One thing involved in this authoritative method was a frank appeal to the
conscience of men. So completely had the scribes substituted memory of
tradition for appeal to the simple sense of right, that they were utterly
dazed when Jesus undertook to settle questions of Sabbath observance and
ceremonial cleanliness by asking his hearers to use their religious common
sense, and consider whether a man is not much better than a sheep, or
whether a man is not defiled rather by what comes out of his mouth than by
what enters into it (Matt. xii. 12; Mark vii. 15). Jesus was for his
generation the great discoverer of the conscience, and for all time the
champion of its dignity against finespun theory and traditional practice.

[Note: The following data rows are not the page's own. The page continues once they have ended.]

PR #822, opened 2023-07-10
Fix contains for TimeInterval (incl. TimeInstance)

jdroenner:

---

If the TimeInterval is a TimeInstance then the old contans method will return true for [1,2).contains([2,2)]  and thats wrong.

### DIFF
--- a/datatypes/src/primitives/time_interval.rs
+++ b/datatypes/src/primitives/time_interval.rs
@@ -167,7 +167,8 @@ impl TimeInterval {
     /// ```
     ///
     pub fn contains(&self, other: &Self) -> bool {
-        self.start <= other.start && self.end >= other.end
+        // TODO: should contains cover equals?
+        self == other || (self.start..self.end).contains(&other.start) && self.end >= other.end
     }
 
     /// Returns whether the given interval intersects this interval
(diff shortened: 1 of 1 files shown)


jdroenner:
[Contains für TimeIntervall ist falsch](https://trello.com/c/a2q3f6S4/1380-contains-f%C3%BCr-timeintervall-ist-falsch)

datatypes/src/primitives/time_interval.rs
```diff
@@ -167,7 +167,8 @@ impl TimeInterval {
     /// ```
     ///
     pub fn contains(&self, other: &Self) -> bool {
-        self.start <= other.start && self.end >= other.end
+        // TODO: should contains cover equals?
```
michaelmattig, line 170: I guess we should just conform to standardized semantics https://en.wikipedia.org/wiki/Allen%27s_interval_algebra

datatypes/src/primitives/time_interval.rs
```diff
@@ -167,7 +167,8 @@ impl TimeInterval {
...
+        self == other || (self.start..self.end).contains(&other.start) && self.end >= other.end
```
michaelmattig, line 171: can you put parentheses around the seconds part so that it's clearer how this is evaluated?

jdroenner: i can try later. I guess clippy will not be happy about that

datatypes/src/primitives/time_interval.rs
michaelmattig: there is no contains in the algebra. So I guess you would use `A == B OR A during B` instead of contains in an algorithm.

jdroenner: ok so lets keep it like that. We use it like this at the moment.

datatypes/src/primitives/time_interval.rs
jdroenner: [0277db9](https://github.com/geo-engine/geoengine/pull/822/commits/0277db9c0d62b3af008c94b3d19382ff5eea9c8f)

michaelmattig (approved):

All his teaching has this quality in greater or less degree. It appears
when by means of the parable of the Good Samaritan he makes the lawyer
answer his own question (Luke x. 25-37), when he bids the multitude in
Jerusalem "judge not according to the appearance, but judge righteous
judgment" (John vii. 24), when he asks his inquisitors in the temple whose
image and superscription the coin they used in common business bears (Mark
xii. 16). His whole work in Galilee was proof of his confidence that in
earnest souls the conscience would be his ally, and that he could impress
himself on them far more indelibly than any sign from heaven could enforce
his claim.
232. Jesus was not only independent of the traditions of the scribes, he
was also very free at times with the letter of the Old Testament. When by
a word he "made all meats clean" (Mark vii. 19), he set himself against
the permanent validity of the Levitical ritual. When the Pharisees pleaded
Moses for their authority in the matter of divorce, Jesus referred them
back of Moses to the original constitution of mankind (Matt. xix. 3-9).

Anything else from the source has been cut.